同様のことは、急速に増えているサービス付き高齢者向け住宅(サ高住)などでも言えることです。サ高住は施設ではありませんが、安否確認や相談援助のために、特定の従事者が居室を次々とまわるスタイルをとることがあります。ここでも、定期巡回サービスと同じリスクが生じる可能性があるわけです。

介護・看護職員であれば、「随時の手洗い」が徹底されるでしょうが、生活相談を担う従事者にもその意識を徹底できるかどうか。このあたりは、サ高住を運営する事業者の意識が問われてくるといえます。

定期巡回型サービス、サ高住は、ともに国が地域包括ケアのカギとして位置づけているものです。そこにノロウイルスなどの感染症リスクが生じるとするなら、これからの高齢者介護の屋台骨がゆらぐことになりかねません。国としても、「施設内の集団感染」だけでなく「地域の中のでも集団感染」を頭に入れながら、対策を補完する必要があるでしょう。

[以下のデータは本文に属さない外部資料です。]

PR #382, opened 2019-08-19
refactor: added max length validation

craicoverflow:
https://issues.jboss.org/browse/AEROGEAR-9768

Added max length validation to the app name.

## Verification

1. Try to create an app > 70 characters. It should be prevented.

### DIFF
--- a/src/components/create_client/EditMobileClientBaseClass.js
+++ b/src/components/create_client/EditMobileClientBaseClass.js
@@ -1,13 +1,13 @@
 /* eslint guard-for-in: 0 */
 import React, { Component } from 'react';
 import { Grid, Form, Row, Col } from 'patternfly-react';
-import { MobileApp } from '../../models';
+import { MobileApp, MAXLENGTH_APPNAME } from '../../models';
 import { CREATE_CLIENT_NAME } from './Constants';
 import { VerticalFormField } from './VerticalFormField';
 
 export const LABEL_APPNAME = '* App Name';
 export const EXAMPLE_APPNAME = 'myapp';
-export const HELP_APPNAME = 'App name must only contain lowercase letters, numbers and dots.';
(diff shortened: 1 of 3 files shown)


src/models/mobileapps/mobileapp.js
```diff
@@ -43,8 +43,12 @@ export default class MobileApp {
     const value = this.getProperty(propertyName);
     if (value) {
       switch (propertyName) {
-        case PROPERTIES.NAME:
+        case PROPERTIES.NAME: {
+          if (value.length > 100) {
```
ziccardi: Better to make this a constants instead than hardcoding it here

src/components/create_client/EditMobileClientBaseClass.js
```diff
@@ -7,7 +7,8 @@ import { VerticalFormField } from './VerticalFormField';
 
 export const LABEL_APPNAME = '* App Name';
 export const EXAMPLE_APPNAME = 'myapp';
-export const HELP_APPNAME = 'App name must only contain lowercase letters, numbers and dots.';
+export const HELP_APPNAME =
+  'App name can not exceed 100 characters, and must only contain lowercase letters, numbers and dots.';
```
ziccardi: Better to make `100` a constants instead than hardcoding it here

craicoverflow:
> Some points I have noted
> 
>     * No service will bind with more than 63 characters for the app name.
> 
>     * The name does not display correctly on the landing page cards if longer than 75 characters

These are pre-existing problems though, right?

Boomatang:
The issue with the name been more 63 characters has been before with labels in the CR's. But the 75+ characters long name not showing correctly is only some thing I noticed today. There is no other issue created for it.

craicoverflow:
@ziccardi I have changed the max length to be 70 characters. I believe this is more than sufficient. We could reduce it to be 50 to be more like Android and iOS, but I don't believe we need to. What do you think?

そのうえで、仮に事業者間で「対応」にバラつきがある中でも、リスクを軽減させていくという仕掛けも求められます。必要となるのは、やはり第三者的な視点によるチェック機能が働くかどうかです。もちろん、居宅のケアマネも「重要なチェック役」として位置づけられるべきでしょう。

定期巡回・随時対応型訪問介護看護が誕生したとき、ケアマネがサービスに対してどこまで深くかかわれるかが問われました。サ高住にしても、居宅支援事業所の併設で「居住者を囲い込む」という状況が生じた場合、内部のサービス体制についてチェック機能が働くのかどうかに不安が残ります。

これをカバーしていくうえでは、地域のケアマネ連絡会などが「在宅利用者の感染症リスク」を課題として取り上げ、サービスの垣根を超えて合同で「感染症対策」のマニュアルづくりを進めるなどの必要もあるでしょう。新たな仕組みができるたびに、ケアマネがどんな役割を担えばいいのか。現場レベルでも話し合ってみたいものです。